而火堆上方的野猪肉,也已经烤熟,被小刀分割成一块块香喷喷的肉条,进入每个人的嘴里。
“咳咳~~”
突然,不切时宜的咳嗽声响起。
大家扭头看去,却见一直以来都以可靠示人的卡普,此时竟仿佛变成了一个身患重病的老者,不停地咳嗽着。
“爷爷,你怎么了?”
路飞隐约意识到事情不对,立刻凑了过去,余光瞥见了卡普的手中,见到了殷红的血渍。
“爷爷,你流血了?”
另外三人闻言立刻望向卡普,那眼神似乎在问到底发生了什么。
“说什么呢?你爷爷我身体好着呢!”
卡普大笑一声,带血的手掌随意地在衣角上擦了擦。
“卡普爷爷,你..你的胸口。”
萨博眼尖,立刻便注意到了卡普身上的异样。
只见那深绿色的衬衫中央,颜色正在缓缓的加深,并且逐渐向四周蔓延,就像是沾了水一样。
可这种地方,这种情况下,怎么可能有水冒出?
那只有一种可能...
卡普流血了。
看到这,萨博立刻想起了自己来时龙给他的叮嘱,说是卡普在战争中受了重伤,具体情况如何他不得而知,所以拜托萨博帮忙留意一下,如果情况比较严重的话,就及时通知他。然后他就会安排革命军里的医生前往救治。
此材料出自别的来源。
Issue #3296, opened 2021-12-21
APKID Yara rules not compatible


jaykijay:
### Bug description

APKID not working after latest update because Yara rules seem to be incompatible

### Steps to reproduce

Install apkid
Run it

**Actual result:**

```
[+] APKiD 2.1.1 :: from RedNaga :: rednaga.io
Traceback (most recent call last):
  File "/usr/bin/apkid", line 33, in <module>
    sys.exit(load_entry_point('apkid==2.1.1', 'console_scripts', 'apkid')())
  File "/usr/lib/python3.10/site-packages/apkid/main.py", line 90, in main
    rules = options.rules_manager.load()
  File "/usr/lib/python3.10/site-packages/apkid/rules.py", line 46, in load
    self.rules = yara.load(self.rules_path)
yara.Error: rules file "/usr/lib/python3.10/site-packages/apkid/rules/rules.yarc" is incompatible with this version of YARA
```

**Expected result:** Describe here what should happen after you run the steps above (i.e. what would be the correct behaviour)
Should work? :D

### Info for developers

**GNU/Linux distribution:** Manjaro (unstable) + Blackarch Repos
**Tool version:** APKID 2.1.1, yara-rednaga

vichhika:
> ### Bug description
> APKID not working after latest update because Yara rules seem to be incompatible
> 
> ### Steps to reproduce
> Install apkid Run it
> 
> **Actual result:**
> 
> ```
> [+] APKiD 2.1.1 :: from RedNaga :: rednaga.io
> Traceback (most recent call last):
>   File "/usr/bin/apkid", line 33, in <module>
>     sys.exit(load_entry_point('apkid==2.1.1', 'console_scripts', 'apkid')())
>   File "/usr/lib/python3.10/site-packages/apkid/main.py", line 90, in main
>     rules = options.rules_manager.load()
>   File "/usr/lib/python3.10/site-packages/apkid/rules.py", line 46, in load
>     self.rules = yara.load(self.rules_path)
> yara.Error: rules file "/usr/lib/python3.10/site-packages/apkid/rules/rules.yarc" is incompatible with this version of YARA
> ```
> 
> **Expected result:** Describe here what should happen after you run the steps above (i.e. what would be the correct behaviour) Should work? :D
> 
> ### Info for developers
> **GNU/Linux distribution:** Manjaro (unstable) + Blackarch Repos **Tool version:** APKID 2.1.1, yara-rednaga
> 
> ### Link to debug log

[...]

PR #3630, opened 2022-12-10
Add python-yara-dex PKGBUILD and replace python-yara-rednaga in PKGBU…

AkechiShiro:
…ILD of apkid

Fix for #3296


packages/apkid/.SRCINFO
```diff
@@ -0,0 +1,19 @@
+pkgbase = apkid
```
noraj, line 1: `.SRCINFO`is use only for the AUR, we don't need that on BA repo.

packages/python-yara-dex/PKGBUILD
```diff
@@ -0,0 +1,38 @@
+# This file is part of BlackArch Linux ( https://www.blackarch.org/ ).
```
noraj, line 1: You can find our PKGBUILD templates here : https://github.com/BlackArch/blackarch-pkgbuilds

packages/python-yara-dex/PKGBUILD
```diff
@@ -0,0 +1,38 @@
...
+# See COPYING for license details.
+
+pkgname=python-yara-dex
+_pkgname=yara-python
```
noraj, line 5: Is that not possible to use [this template](https://github.com/BlackArch/blackarch-pkgbuilds/blob/master/PKGBUILD-python-lib-setuptools) instead of what you did manually? It seems it is available on pypi.

packages/python-yara-dex/PKGBUILD
```diff
@@ -0,0 +1,38 @@
...
+pkgver=1.0.3
+pkgrel=1
+pkgdesc='The Python interface for YARA.'
+url='https://github.com/MobSF/yara-python-dex'
+arch=('any')
+groups=('blackarch')
```
noraj, line 11: We don't add groups for package that are dependencies.

packages/python-yara-dex/PKGBUILD
```diff
@@ -0,0 +1,38 @@
...
+license=('Apache')
+makedepends=('python-setuptools' 'git' 'glibc' 'python' 'yara')
+provides=('python-yara')
+conflicts=('python-yara' 'python-yara-rednaga')
```
noraj, line 15: If they really conflicts (cf. https://wiki.archlinux.org/title/PKGBUILD#conflicts) have you check that other BA packages are using one of those dependencies? And if it's the case if they can move to `python-yara-dex`, else it will be problematic to have conflicting dependencies.

noraj (changes requested):

packages/apkid/.SRCINFO
AkechiShiro: Oh sorry I thought they would be needed regardless, will delete it.

packages/python-yara-dex/PKGBUILD
AkechiShiro: They do conflict, yes, since APKID needs files from one of them, I haven't tried installing both to try and see if conflicting files are shown and pacman fails, but I believe that's what would happen. 

They could move to `python-yara-dex` but testing case by case would be needed, I have not tried to switch all packages that use `python-yara-rednaga` to `python-yara-dex` but according to this issue/comment : https://github.com/rednaga/APKiD/issues/318#issuecomment-1275072279
 
`python-yara-rednaga` is deprecated now, hence could explain the bug that was encountered with APKID.

But for that, another PR is needed, and I believe also that an issue should be created tracking packages that have moved on the new dependency, so that we can track the status in regards to all the pkgs that depends on `python-yara-rednaga` or `python-yara-1`

packages/python-yara-dex/PKGBUILD
AkechiShiro: I'm having issues figuring out the proper URL for the pypi source, see : 
image
This doesn't seem to exist : https://files.pythonhosted.org/packages/source/y/yara-python-dex/yara-python-dex-1.0.3.tar.gz
Even if it exists here : https://pypi.org/project/yara-python-dex/

If you can help me see, what is the one thing I'm doing wrong?
The source is defined as:
```bash
https://files.pythonhosted.org/packages/source/${_pkgname::1}/$_pkgname/$_pkgname-$pkgver.tar.gz
```
I've also tried : 
```sh
https://files.pythonhosted.org/packages/py3/${_name::1}/$_pkgname/${_pkgname//-/_}-$pkgver-py3-none-any.whl
```

AkechiShiro: So what should we do ? Do I keep the git sources ? What should I do  regarding the source URL?

packages/apkid/.SRCINFO
noraj: You removed one but there is still `packages/apkid/.SRCINFO`

packages/python-yara-dex/PKGBUILD
noraj: As it's not on pypi, the git tags from the git repo could be used instead: https://github.com/MobSF/yara-python-dex/archive/refs/tags/1.0.3.tar.gz

It's just that the auto-update won't work.

packages/python-yara-dex/PKGBUILD
noraj: What is the output of `grep -r python-yara packages`?

packages/python-yara-dex/PKGBUILD
AkechiShiro: I'm running into an issue, I'm not sure why : 
```
  File "/home/username/project/opensource/blackarch/packages/python-yara-dex/src/yara-python-dex-1.0.3/setup.py", line 310, in <module>
    with open('yara-python/README.rst', 'r', 'utf-8') as f:
  File "/usr/lib/python3.10/codecs.py", line 905, in open
    file = builtins.open(filename, mode, buffering)
FileNotFoundError: [Errno 2] No such file or directory: 'yara-python/README.rst'
==> ERROR: A failure occurred in build().
```
Here is the tarball contents, it seems the `setup.py` code tries to read a file that will never be at the right place?
image
I'm pushing along the changes, I've made, so you can take a look, but I'd like your input on what you would recommend, or maybe I'm doing something wrong (using `git+https://` worked fine, but I believe that using the release tag, it should work all the same).

Oh, I got it, it's because it's using a git submodule : 
image and the tarball does not contain the git submodule's files, so should I get the latest release tag of the git submodule as well ?

packages/python-yara-dex/PKGBUILD
AkechiShiro: Here is the output : 
```
packages/yeti/PKGBUILD:         'python-wtforms' 'python-xlsxwriter' 'python-yara' 'mongodb' 'redis'
packages/python-yara-dex/PKGBUILD:pkgname=python-yara-dex
packages/python-yara-dex/PKGBUILD:provides=('python-yara')
packages/python-yara-dex/PKGBUILD:conflicts=('python-yara' 'python-yara-rednaga')
packages/ssma/PKGBUILD:depends=('python' 'python-pefile' 'python-magic' 'python-yara-rednaga' 'ssdeep'
packages/quickscope/PKGBUILD:         'python-pefile' 'quark-engine' 'pyaxmlparser' 'python-yara'
packages/mobsf/PKGBUILD:         'python-requests' 'jre-openjdk' 'python-yara' 'sqlite' 'fontconfig'
packages/mobsf/pkg/mobsf/.BUILDINFO:installed = python-yara-dex-279.32b6a74-4-any
packages/mobsf/pkg/mobsf/.PKGINFO:depend = python-yara
packages/apkid/pkg/apkid/.BUILDINFO:installed = python-yara-dex-279.32b6a74-4-any
packages/apkid/pkg/apkid/.PKGINFO:depend = python-yara-dex
packages/apkid/pkg/apkid/.PKGINFO:makedepend = python-yara-dex
packages/apkid/PKGBUILD:depends=('python' 'python-argparse' 'python-yara-dex')
packages/apkid/PKGBUILD:makedepends=('python-setuptools' 'python-yara-dex')
packages/torcrawl/PKGBUILD:         'python-socks' 'python-urllib3' 'python-yara' 'tor')
packages/oledump/PKGBUILD:depends=('python' 'python-lxml' 'python-yara' 'python-olefile')
packages/pepper/PKGBUILD:depends=('python' 'python-pefile' 'python-yara' 'python-requests'
packages/python-plaso/PKGBUILD:         'python-xlsxwriter' 'python-yara' 'python-cryptography')
packages/peframe/PKGBUILD:         'python-yara' 'python-m2crypto' 'python-virustotal-api' 'python-magic'
packages/python-yara-rednaga/PKGBUILD:pkgname=python-yara-rednaga
packages/python-yara-rednaga/PKGBUILD:provides=('python-yara')
packages/python-yara-rednaga/PKGBUILD:conflicts=('python-yara')
packages/mkyara/PKGBUILD:depends=('python' 'python-capstone' 'python-yara' 'python-argparse')
packages/python-yaraprocessor/PKGBUILD:pkgbase=python-yaraprocessor
packages/python-yaraprocessor/PKGBUILD:pkgname=('python2-yaraprocessor' 'python-yaraprocessor')
packages/python-yaraprocessor/PKGBUILD:package_python-yaraprocessor() {
packages/stacs/PKGBUILD:depends=('python' 'python-click' 'python-pydantic' 'python-yara'
```

packages/python-yara-dex/PKGBUILD
noraj: Ah yeah, git sub-modules are a pain. As there is no source archive on pypi and the tarball on github release has not `.git` that is required for git sub-modules, then the best way would be to do a git style PKGBUILD like https://github.com/BlackArch/blackarch-pkgbuilds/blob/master/PKGBUILD-generic-git

noraj: I'm sorry it's a pain, you didn't pick the easiest for a first contribution but I'm glad continue working on it. 😉

packages/python-yara-dex/PKGBUILD
noraj: - PKGBUILD [yara](https://github.com/archlinux/svntogit-community/blob/packages/yara/trunk/PKGBUILD) = not on pypi = github https://github.com/VirusTotal/yara
- PKGBUILD [python-yara](https://github.com/archlinux/svntogit-community/blob/packages/python-yara/trunk/PKGBUILD) = pypi [yara-python](https://pypi.org/project/yara-python/) = github https://github.com/VirusTotal/yara-python
- PKGBUILD [python-yara-rednaga](https://github.com/BlackArch/blackarch/blob/master/packages/python-yara-rednaga/PKGBUILD) = not on pypi  = github https://github.com/rednaga/yara-python-1
- PKGBUILD python-yara-dex = pypi [yara-python-dex](https://pypi.org/project/yara-python-dex) = github https://github.com/MobSF/yara-python-dex

1. To me it doesn't seem like there are conflicting so you should `provides` and `conflicts`. There are only `python-yara` and `python-yara-rednaga` that conflict each other but `python-yara-rednaga` is already flagged as so. I don't see `python-yara-dex` conflicting with neither of them.
2. To respect convention, this package should be named `python-yara-python-dex` and not `python-yara-dex`. I understand the suggested naming since the PKGBUILD `python-yara` should be named `python-yara-python`. It's common for python packages that include `python` in the name (eg. https://archlinux.org/packages/?q=python-python) to have several times the word `python` in the PKGBUILD name since the convention is `python-<python_package_name>`.

AkechiShiro: Sorry about the delay for any updates.

About 2. : I understand, I've made the change, I'll push it tonight.

In respect to 1 :
So the pkg `python-yara-python-dex` should conflict only with itself ? And provides only `python-yara-python-dex` ? Or it should just conflict with `python-yara-rednaga` and provide it ?

packages/python-yara-dex/PKGBUILD
AkechiShiro: I got around to fix it, just recently, if you could review the changes, thanks !

packages/python-yara-dex/PKGBUILD
noraj: Sorry My sentence was missing the word `remove` . But thinking now, I just tested there was no conflict at the package installation but I didn't check for conflict at namespace import in python. So you should have to take a look at that.

AkechiShiro: I've tried installing both packages `python-yara-rednaga`, `python-yara-python-dex` into a clean chroot and see, if they do collide, and there is a lib that seems to conflict : 
```
python-yara-rednaga: /usr/lib/python3.10/site-packages/yara.cpython-310-x86_64-linux-gnu.so exists in filesystem (owned by python-yara-python-dex)
```
Deleting this file, it seems that it is the only library/file that conflicts for both the packages.

As for the namespace Python, I'm not sure how I'd go around testing if there is indeed a conflict, if you have any advices on how to do that.

Looking into a Python REPL : 
```
>>> import yara
>>> yara.__file__   
'/usr/lib/python3.10/site-packages/yara.cpython-310-x86_64-linux-gnu.so'
```
This shows, that importing the `yara` module uses the library that both the packages share, I don't know if this could break any software, since the libraries are different.

AkechiShiro: I believe then I'm done with this contribution, it was quite lengthy, if there is anything you believe I should improve on or better explain, then feel free to let me know, so this can be merged to fix, the issue with APKID.

noraj: I was wrong to tell you to remove `provides` and `conflicts` as they are really conflicting as you demonstrated.
I don't think that we should move the dependencies of other packages to `python-yara-python-dex` as it will probably generate more issues.
Yes I'm sorry this review is length but it is a complex case and the outcome may impact many packages.
We have two choices here:

1. Keep apkid PKGBUILD as it is and use python-yara-python-dex but with the downside of having conflicting package so mobsf and the other packages you listed here https://github.com/BlackArch/blackarch/pull/3630#discussion_r1051488264 and that we try to avoid.
2. Totally change apkid PKGBUILD structure to use a virtual environment to avoid this dependency nightmare but also at a cost we also try to avoid because it makes much bigger package, more complex and harder to maintain.

I'm not sure myself of what the better options between those two. Any advice @noptrix?

AkechiShiro: I understand, that it is a tricky case to solve due to the multiples yara packages variant, it seems to be a complex, I would lean towards solution 2 in the long run. 

However, I don't understand what you mean exactly by using a virtual env for APKID PKGBUILD, you mean that inside the PKGBUILD : 
1. A Python venv (virtual env) should be built in order to get `python-yara-python-dex` and build APKID using that, then install it.
2. Would APKID PKGBUILD install a virtual env (venv) and keep it for executing itself only with the specific dependency it needs ?

But I do agree that 2 would throw the complexity of maintaining that on the maintainers.

noraj: APKID PKGBUILD using a standard jointscript PKGBUILD like https://github.com/BlackArch/blackarch-pkgbuilds/blob/master/PKGBUILD-python-standalone with a wrapper launching a virtual env. and The real whole installation happening in an `.install` script in the `post_install()` hook like that https://github.com/BlackArch/blackarch-pkgbuilds/blob/master/python-standalone.install.

AkechiShiro: Hey, I've tried to do some modification, but I'm still not sure if I understood correctly what is the PKGBUILD python-standalone should contain along with the `.install`.

If I understand correctly, the PKGBUILD just builds a Python standalone virtual env and the `.install` called in post_install will install the dependency inside the virtual env using `pip` ?

But the way the PKGBUILD-python-standalone script example is made, it looks like it's for a python script for instance, here what we're packaging is a library for MobSF : 
image

noraj: > If I understand correctly, the PKGBUILD just builds a Python standalone virtual env and the `.install` called in `post_install()` will install the dependency inside the virtual env using `pip` ?

Yes that's it.

apkid can be used as a CLI tool so this standalone setup would be right for that case. But in the case of apkid is used as a library (dependency) then it can't be installed in a standalone way. There are only two packages depending on apkid: mobsf  and quickscope. [Mobsf](https://github.com/BlackArch/blackarch/tree/master/packages/mobsf) is quick a mess too so a standalone packaging could apply to it too. Then if there is only quickscope left we could install it that way too.

AkechiShiro: This looks like way too much work in order to just fix MobSF, I would rather use it with docker then, I might come back to try and fix this but fixing all this mess is way more than I can handle.
Thanks for your help in trying to move this PR towards a merge but there seems to be many PRs needed to have everything working "cleanly", I'd say

noraj: Yes, most web platform tools are not easily packagable and often dependencies are not very well maintained so it's a nightmare to package.

noraj: Thanks for the efforts.

noraj:
I'll just let it open at the moment as a reminder for me to do something about mobsf and apkid.

noraj:
Note to myself: drop apkid package and package mobsf as standalone.

D3vil0p3r:
> Note to myself: drop apkid package and package mobsf as standalone.

For which reason apkid should be dropped? If so, https://github.com/BlackArch/blackarch/issues/3296 can be closed

noraj:
> For which reason apkid should be dropped?

I don't remember but was probably to hard to package or a dependency hell with too many dependencies. It would be better to have a standalone package for mobsf.

D3vil0p3r:
@AkechiShiro why it is still in draft?

AkechiShiro:
@D3vil0p3r  See https://github.com/BlackArch/blackarch/pull/3630#discussion_r1170427980

D3vil0p3r:
I tested mobsf, I will open a new PR for by using pyproject.toml for install. It seems to work correctly.

What I invite you to do is to open this PR and waiting for merging due to the following statements:
* mobsf uses apkid as dependency (look [here](https://github.com/MobSF/Mobile-Security-Framework-MobSF/blob/3cf21cec166cd080deebacc634000595af77c8e6/pyproject.toml#L46)
* apkid latest version uses `python-yara-dex` as dependency (look [here](https://github.com/rednaga/APKiD/blob/4c357088ce88c1027f32b691667f6f55e52f77df/setup.py#L50)
* In BA there is only one more tool dependant on `python-yara-rednaga` that is [ssma](https://github.com/BlackArch/blackarch/blob/master/packages/ssma/PKGBUILD). I tested it by `python-yara-python-dex` dependency and it works correctly (despite the project is unmaintained for years).

According to this, @noraj would you approve the replacement of `yara-rednaga` as dependency of `apkid` and `ssma` by `yara-dex`?

D3vil0p3r:
Once this PR will be merged, I will open this https://github.com/BlackArch/blackarch/pull/4352 for MobSF.

noraj:
> According to this, @noraj would you approve the replacement of `yara-rednaga` as dependency of `apkid` and `ssma` by `yara-dex`?

The plan was:

> Note to myself: drop apkid package and package mobsf (and quicscope) as standalone.

D3vil0p3r:
> The plan was:
> 
> > Note to myself: drop apkid package and package mobsf (and quicscope) as standalone.

`apkid` is still a direct dependency of `mobsf` (evid. [here](https://github.com/MobSF/Mobile-Security-Framework-MobSF/blob/3cf21cec166cd080deebacc634000595af77c8e6/pyproject.toml#L46)). If we drop `apkid` how can we be sure mobsf will work correctly?

noraj:
> If we drop `apkid` how can we be sure mobsf will work correctly?

By "package mobsf as standalone" I mean using this [PKGBUILD](https://github.com/BlackArch/blackarch-pkgbuilds/blob/master/PKGBUILD-python-standalone) and [.install](https://github.com/BlackArch/blackarch-pkgbuilds/blob/master/python-standalone.install) and so use a virtual environment.

> If we use PKGBUILD standalone, it leverages on `requirements.txt` file that mobsf does not have anymore.

Not necessarily, it can also be done either from pypi or from pyproject.toml, see:

https://github.com/BlackArch/blackarch-pkgbuilds/blob/b8fd779ec987a8d29f543a5cc5b729074ece638a/python-standalone.install#L9-L14

D3vil0p3r:
Ok, thanks. In old package version, `.install` file has:
```
  echo '==> Clean Up'
  bash scripts/clean.sh y
  echo '==> Migrating Database if exists'
  python manage.py makemigrations
  python manage.py makemigrations StaticAnalyzer
  python manage.py migrate
  echo '==> Installation Complete'
  echo '==> Remove old Database in ~/.MobSF/ if migration failed!'
```
This code is run as root during package installation and it creates `.MobSF` dir in `/root` directory. So, it means that, by keeping this approach, `mbsof` can be run only by `sudo` in order to login on the web application, unless the user runs those commands manually after the install.

D3vil0p3r:
Btw, here the PR https://github.com/BlackArch/blackarch/pull/4352

D3vil0p3r:
`mobsf` and `quickscope` PR has been merged.

D3vil0p3r:
@AkechiShiro to not bother you, I created a new updated PR related to this: https://github.com/BlackArch/blackarch/pull/4377 Feel free to close this PR. We can discuss it on the proper issue ticket https://github.com/BlackArch/blackarch/issues/3296 or new PR itself.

萨博记得这个事情,所以昨晚第一次见面的时候就着重观察了一下,但当时卡普表现的十分正常,连蹦带跳的,一点都没有受伤的样子,甚至早上还一大早就跑进了山里,追着野猪满山乱跑。
你告诉他这是受了重伤?
萨博不相信。
可眼下,由不得他不相信了。
“咳咳~~果然,人老了,不中用了。”卡普瞥了一眼自己的胸口,意识到这下是瞒不下去了,整个人瞬间苍老了三分,“喝个酒都那么多毛病。”
“爷爷,你别喝了。”
路飞这才想起,之前在船上的时候,贝克曼曾经和他说过,说卡普和白胡子纽盖特单挑,并且因此受了重伤。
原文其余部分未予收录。